---------- Dataset extract ----------
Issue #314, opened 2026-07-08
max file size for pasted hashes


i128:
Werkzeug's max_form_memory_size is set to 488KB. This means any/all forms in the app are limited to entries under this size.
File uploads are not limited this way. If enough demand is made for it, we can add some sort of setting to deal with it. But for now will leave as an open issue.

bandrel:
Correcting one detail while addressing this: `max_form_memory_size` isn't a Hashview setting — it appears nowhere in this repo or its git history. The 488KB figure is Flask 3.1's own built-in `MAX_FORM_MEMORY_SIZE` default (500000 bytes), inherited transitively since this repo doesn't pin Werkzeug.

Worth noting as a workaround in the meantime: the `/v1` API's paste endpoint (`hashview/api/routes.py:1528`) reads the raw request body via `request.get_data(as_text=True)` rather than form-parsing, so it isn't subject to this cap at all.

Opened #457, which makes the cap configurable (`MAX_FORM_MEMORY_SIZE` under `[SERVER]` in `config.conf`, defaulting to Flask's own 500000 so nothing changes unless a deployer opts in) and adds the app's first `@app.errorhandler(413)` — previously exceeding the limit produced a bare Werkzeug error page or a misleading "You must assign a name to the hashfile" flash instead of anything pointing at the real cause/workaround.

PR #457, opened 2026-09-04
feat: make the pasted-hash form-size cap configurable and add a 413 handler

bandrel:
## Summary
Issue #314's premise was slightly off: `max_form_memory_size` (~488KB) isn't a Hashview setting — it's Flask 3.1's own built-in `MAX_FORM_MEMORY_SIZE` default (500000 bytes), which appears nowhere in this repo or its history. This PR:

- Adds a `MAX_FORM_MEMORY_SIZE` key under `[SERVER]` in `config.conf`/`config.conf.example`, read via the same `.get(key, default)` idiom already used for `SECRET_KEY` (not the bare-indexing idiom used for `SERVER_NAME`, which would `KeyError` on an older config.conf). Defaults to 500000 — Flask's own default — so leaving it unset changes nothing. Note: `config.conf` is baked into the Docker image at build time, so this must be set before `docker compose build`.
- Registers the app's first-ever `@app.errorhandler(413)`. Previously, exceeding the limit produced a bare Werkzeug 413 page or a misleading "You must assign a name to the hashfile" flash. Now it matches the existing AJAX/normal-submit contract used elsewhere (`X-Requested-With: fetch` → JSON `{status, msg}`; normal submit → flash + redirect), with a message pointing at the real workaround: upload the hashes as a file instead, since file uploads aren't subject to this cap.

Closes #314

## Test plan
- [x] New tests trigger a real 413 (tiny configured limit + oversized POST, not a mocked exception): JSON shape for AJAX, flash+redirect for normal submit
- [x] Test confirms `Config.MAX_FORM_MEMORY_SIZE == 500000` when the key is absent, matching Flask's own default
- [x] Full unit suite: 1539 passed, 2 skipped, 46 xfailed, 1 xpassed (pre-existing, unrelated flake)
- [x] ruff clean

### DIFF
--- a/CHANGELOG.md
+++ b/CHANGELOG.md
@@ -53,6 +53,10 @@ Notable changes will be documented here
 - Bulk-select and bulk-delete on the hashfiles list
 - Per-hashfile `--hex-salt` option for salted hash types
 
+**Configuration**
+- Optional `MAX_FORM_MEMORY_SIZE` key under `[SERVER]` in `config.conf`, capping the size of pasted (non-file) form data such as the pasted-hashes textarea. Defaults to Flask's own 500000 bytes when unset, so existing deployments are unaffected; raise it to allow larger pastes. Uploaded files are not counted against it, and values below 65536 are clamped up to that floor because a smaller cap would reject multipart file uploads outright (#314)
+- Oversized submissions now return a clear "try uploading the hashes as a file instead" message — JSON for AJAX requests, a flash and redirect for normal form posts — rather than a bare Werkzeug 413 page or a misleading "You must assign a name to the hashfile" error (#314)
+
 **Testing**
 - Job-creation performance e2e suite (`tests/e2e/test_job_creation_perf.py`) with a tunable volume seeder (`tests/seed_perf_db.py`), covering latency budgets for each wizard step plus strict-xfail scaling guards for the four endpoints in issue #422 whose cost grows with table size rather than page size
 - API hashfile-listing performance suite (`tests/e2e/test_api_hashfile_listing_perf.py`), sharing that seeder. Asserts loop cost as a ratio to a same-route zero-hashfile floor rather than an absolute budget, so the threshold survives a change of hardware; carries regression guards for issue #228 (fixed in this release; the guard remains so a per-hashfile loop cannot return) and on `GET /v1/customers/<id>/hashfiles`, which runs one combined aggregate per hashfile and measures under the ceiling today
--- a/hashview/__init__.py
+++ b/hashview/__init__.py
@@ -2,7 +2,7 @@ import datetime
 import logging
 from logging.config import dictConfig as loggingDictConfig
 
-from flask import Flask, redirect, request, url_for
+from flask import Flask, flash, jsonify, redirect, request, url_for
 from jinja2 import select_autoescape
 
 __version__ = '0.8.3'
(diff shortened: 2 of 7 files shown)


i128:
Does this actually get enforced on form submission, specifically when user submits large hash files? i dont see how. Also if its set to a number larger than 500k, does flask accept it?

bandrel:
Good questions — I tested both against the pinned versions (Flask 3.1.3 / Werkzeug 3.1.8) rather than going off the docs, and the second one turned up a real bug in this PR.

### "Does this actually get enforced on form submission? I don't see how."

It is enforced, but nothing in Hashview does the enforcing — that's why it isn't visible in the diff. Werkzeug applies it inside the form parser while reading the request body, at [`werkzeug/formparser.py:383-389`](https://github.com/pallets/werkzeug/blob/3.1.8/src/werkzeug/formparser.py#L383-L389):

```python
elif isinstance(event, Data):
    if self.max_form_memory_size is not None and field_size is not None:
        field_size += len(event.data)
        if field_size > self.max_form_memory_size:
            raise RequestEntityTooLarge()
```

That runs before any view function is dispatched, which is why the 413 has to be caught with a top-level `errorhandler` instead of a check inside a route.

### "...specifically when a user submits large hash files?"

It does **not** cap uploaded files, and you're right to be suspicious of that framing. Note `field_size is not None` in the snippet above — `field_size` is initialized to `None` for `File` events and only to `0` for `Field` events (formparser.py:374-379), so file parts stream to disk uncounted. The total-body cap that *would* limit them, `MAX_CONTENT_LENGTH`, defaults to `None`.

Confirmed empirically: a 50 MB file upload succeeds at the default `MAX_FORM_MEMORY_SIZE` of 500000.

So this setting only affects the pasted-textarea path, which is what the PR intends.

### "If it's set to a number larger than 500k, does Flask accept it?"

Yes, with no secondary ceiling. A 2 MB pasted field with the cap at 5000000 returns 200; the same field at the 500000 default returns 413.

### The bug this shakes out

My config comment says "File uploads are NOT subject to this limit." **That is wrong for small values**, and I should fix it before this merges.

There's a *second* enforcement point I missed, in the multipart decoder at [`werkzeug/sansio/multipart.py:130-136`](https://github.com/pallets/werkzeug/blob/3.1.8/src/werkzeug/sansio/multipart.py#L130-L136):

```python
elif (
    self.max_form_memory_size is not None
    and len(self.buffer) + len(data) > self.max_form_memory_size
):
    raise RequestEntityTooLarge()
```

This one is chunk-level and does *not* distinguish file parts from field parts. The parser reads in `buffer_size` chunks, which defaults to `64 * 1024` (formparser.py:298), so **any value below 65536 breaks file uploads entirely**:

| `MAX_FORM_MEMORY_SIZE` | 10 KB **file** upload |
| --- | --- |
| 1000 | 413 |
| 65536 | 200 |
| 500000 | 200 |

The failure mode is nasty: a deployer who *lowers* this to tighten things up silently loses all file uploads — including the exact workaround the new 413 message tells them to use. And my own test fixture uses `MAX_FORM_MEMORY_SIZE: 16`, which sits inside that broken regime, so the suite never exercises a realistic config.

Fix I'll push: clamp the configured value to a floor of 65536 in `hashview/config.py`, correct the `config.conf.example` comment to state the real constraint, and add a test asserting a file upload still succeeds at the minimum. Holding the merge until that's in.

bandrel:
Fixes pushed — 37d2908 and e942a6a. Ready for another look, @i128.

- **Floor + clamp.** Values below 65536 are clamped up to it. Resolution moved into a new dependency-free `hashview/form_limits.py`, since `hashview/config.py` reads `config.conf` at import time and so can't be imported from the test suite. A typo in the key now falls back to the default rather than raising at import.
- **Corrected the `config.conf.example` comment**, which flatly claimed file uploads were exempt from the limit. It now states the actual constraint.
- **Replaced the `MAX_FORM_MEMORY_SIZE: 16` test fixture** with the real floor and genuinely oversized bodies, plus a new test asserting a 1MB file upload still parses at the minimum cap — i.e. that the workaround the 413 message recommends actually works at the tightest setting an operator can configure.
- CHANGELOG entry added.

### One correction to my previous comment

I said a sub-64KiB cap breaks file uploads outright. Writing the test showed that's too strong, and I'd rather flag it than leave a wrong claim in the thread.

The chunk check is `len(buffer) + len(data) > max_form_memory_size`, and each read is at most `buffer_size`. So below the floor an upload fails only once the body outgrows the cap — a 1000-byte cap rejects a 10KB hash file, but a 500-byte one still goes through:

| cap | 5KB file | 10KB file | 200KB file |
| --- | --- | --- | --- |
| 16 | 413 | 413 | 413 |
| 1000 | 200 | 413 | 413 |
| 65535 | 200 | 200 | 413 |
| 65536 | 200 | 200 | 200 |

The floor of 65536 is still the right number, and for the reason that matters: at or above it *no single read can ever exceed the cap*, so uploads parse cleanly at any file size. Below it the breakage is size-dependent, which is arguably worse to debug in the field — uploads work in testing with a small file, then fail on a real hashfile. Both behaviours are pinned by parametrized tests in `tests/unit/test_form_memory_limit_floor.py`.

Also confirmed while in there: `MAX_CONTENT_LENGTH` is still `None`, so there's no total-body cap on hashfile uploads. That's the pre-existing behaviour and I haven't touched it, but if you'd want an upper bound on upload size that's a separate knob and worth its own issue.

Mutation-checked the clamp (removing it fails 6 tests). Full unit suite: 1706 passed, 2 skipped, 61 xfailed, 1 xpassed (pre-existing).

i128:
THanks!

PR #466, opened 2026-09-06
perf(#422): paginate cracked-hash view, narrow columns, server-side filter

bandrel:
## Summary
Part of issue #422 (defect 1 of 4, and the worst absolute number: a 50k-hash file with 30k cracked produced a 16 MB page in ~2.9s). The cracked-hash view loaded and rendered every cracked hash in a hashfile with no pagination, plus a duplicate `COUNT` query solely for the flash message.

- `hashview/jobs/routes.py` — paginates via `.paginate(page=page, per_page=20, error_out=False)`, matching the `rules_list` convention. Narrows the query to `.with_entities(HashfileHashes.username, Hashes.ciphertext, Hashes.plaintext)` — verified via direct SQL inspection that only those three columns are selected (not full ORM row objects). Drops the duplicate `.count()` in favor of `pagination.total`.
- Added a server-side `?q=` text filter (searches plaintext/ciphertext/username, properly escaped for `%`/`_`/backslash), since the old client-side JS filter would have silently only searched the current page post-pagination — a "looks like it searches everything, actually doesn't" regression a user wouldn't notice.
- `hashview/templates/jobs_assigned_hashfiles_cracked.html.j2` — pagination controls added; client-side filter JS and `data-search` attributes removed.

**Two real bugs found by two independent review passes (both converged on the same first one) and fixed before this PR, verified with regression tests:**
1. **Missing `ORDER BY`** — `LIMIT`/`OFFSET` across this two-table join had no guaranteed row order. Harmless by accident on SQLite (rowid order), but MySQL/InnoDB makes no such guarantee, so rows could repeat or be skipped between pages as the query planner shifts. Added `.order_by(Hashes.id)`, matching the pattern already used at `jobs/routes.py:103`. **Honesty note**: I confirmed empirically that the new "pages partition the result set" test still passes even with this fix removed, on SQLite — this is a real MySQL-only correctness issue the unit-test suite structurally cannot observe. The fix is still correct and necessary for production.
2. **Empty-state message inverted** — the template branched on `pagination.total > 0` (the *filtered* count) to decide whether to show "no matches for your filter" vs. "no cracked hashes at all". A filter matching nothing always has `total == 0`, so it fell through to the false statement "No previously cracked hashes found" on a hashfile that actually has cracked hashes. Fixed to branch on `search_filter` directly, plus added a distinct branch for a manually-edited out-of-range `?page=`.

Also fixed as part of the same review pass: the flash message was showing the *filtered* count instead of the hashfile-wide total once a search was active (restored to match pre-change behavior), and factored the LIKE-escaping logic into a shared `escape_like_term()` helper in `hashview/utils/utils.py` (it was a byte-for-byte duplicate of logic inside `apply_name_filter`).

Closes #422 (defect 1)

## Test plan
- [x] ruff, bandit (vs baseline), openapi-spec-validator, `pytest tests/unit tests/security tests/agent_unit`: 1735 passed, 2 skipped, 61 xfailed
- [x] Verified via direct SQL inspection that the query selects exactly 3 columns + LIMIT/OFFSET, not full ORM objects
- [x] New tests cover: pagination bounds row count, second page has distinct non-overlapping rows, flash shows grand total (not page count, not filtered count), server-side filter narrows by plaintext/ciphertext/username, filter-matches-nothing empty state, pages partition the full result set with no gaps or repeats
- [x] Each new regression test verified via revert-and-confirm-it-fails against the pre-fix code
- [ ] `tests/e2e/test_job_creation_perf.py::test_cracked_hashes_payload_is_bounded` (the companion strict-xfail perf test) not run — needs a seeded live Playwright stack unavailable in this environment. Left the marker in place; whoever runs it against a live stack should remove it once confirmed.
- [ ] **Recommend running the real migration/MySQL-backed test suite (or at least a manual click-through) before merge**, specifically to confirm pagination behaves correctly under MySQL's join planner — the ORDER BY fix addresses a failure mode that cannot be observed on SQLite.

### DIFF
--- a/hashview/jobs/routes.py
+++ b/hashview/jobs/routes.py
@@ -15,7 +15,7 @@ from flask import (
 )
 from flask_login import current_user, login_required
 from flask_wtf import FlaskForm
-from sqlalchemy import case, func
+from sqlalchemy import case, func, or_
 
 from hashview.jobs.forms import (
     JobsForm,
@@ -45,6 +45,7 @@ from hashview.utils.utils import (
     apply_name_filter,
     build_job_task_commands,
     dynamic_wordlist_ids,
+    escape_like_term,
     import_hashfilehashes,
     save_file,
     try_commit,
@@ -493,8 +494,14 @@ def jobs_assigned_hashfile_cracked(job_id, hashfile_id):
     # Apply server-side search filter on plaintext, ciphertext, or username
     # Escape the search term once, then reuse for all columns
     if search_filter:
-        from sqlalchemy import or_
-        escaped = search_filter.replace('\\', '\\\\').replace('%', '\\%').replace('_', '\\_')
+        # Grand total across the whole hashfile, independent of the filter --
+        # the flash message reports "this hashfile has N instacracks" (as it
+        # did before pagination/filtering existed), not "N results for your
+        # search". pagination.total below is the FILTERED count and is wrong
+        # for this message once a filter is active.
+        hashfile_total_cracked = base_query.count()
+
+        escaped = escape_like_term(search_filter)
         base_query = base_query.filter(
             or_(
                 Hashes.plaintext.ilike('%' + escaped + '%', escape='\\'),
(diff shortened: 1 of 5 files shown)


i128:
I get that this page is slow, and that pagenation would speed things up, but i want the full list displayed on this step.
----------
---------- Dataset extract ----------
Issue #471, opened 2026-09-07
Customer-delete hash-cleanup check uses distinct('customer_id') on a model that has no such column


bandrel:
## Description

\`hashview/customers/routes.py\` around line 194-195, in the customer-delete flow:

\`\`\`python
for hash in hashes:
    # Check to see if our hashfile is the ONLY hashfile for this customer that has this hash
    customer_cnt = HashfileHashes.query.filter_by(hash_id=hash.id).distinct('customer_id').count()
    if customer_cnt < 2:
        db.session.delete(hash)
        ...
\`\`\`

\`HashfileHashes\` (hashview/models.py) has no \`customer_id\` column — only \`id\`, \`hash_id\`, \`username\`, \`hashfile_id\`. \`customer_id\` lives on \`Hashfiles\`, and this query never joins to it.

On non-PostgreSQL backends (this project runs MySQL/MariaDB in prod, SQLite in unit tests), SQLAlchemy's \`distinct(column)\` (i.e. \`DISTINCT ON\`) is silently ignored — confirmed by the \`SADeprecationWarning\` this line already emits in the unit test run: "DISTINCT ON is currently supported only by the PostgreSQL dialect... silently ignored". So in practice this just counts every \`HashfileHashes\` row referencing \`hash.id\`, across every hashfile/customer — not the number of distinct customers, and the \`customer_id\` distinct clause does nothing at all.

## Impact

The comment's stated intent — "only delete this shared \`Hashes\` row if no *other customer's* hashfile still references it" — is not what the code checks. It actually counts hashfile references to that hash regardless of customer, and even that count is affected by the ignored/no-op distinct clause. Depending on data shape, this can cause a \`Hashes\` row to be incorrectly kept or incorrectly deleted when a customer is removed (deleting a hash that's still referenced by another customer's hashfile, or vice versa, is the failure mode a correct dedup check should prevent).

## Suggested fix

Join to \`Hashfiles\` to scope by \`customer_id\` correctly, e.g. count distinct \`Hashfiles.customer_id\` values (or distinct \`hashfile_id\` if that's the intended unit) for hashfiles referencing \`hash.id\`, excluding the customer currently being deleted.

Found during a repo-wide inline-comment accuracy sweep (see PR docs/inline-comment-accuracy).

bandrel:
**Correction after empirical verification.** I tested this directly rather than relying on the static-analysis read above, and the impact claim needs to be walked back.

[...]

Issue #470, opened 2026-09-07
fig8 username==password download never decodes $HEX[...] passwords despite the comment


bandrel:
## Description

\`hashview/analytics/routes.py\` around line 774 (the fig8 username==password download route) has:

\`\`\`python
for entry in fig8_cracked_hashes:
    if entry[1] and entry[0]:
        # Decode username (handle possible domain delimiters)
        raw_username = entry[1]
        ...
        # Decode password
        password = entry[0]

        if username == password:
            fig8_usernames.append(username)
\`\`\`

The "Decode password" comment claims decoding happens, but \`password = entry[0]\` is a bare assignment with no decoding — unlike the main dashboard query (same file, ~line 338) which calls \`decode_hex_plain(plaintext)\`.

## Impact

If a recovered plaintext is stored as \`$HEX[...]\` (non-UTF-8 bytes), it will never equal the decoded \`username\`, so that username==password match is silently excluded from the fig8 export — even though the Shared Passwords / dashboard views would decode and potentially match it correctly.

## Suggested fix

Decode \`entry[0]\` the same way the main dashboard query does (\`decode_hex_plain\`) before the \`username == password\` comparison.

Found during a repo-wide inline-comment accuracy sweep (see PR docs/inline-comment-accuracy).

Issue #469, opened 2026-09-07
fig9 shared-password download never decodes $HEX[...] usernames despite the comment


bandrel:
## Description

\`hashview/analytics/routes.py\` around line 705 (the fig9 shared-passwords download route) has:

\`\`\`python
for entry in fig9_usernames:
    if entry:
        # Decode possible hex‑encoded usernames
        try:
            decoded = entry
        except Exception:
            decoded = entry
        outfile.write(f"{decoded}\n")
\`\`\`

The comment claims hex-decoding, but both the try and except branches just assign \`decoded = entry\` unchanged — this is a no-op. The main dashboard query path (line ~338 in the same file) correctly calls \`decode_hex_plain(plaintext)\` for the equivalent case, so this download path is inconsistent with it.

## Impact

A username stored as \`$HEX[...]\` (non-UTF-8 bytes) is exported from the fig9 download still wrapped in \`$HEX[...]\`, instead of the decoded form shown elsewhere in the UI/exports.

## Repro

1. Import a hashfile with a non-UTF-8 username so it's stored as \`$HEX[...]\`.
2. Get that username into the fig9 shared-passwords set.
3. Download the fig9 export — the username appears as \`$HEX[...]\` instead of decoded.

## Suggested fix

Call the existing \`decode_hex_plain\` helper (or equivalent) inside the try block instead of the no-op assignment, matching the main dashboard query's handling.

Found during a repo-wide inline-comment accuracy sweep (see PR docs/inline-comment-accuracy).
----------
---------- Dataset extract ----------
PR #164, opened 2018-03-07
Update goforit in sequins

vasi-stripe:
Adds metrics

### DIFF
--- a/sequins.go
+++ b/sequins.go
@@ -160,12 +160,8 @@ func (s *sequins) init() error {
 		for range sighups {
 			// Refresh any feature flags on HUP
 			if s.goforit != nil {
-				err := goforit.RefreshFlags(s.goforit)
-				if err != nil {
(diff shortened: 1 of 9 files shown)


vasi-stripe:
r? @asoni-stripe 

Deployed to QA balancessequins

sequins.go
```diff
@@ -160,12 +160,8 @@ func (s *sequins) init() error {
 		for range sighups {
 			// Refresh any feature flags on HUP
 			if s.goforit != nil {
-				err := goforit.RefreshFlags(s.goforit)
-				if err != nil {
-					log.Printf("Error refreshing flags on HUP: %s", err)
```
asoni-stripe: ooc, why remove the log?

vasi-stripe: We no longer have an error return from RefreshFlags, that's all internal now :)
----------
In the entries above, find the line holding "There's a *second*" and the line holding "500000 | 200 |", then retype exactly those two lines and every line between them, and nothing else.

# Result
There's a *second* enforcement point I missed, in the multipart decoder at [`werkzeug/sansio/multipart.py:130-136`](https://github.com/pallets/werkzeug/blob/3.1.8/src/werkzeug/sansio/multipart.py#L130-L136):

```python
elif (
    self.max_form_memory_size is not None
    and len(self.buffer) + len(data) > self.max_form_memory_size
):
    raise RequestEntityTooLarge()
```

This one is chunk-level and does *not* distinguish file parts from field parts. The parser reads in `buffer_size` chunks, which defaults to `64 * 1024` (formparser.py:298), so **any value below 65536 breaks file uploads entirely**:

| `MAX_FORM_MEMORY_SIZE` | 10 KB **file** upload |
| --- | --- |
| 1000 | 413 |
| 65536 | 200 |
| 500000 | 200 |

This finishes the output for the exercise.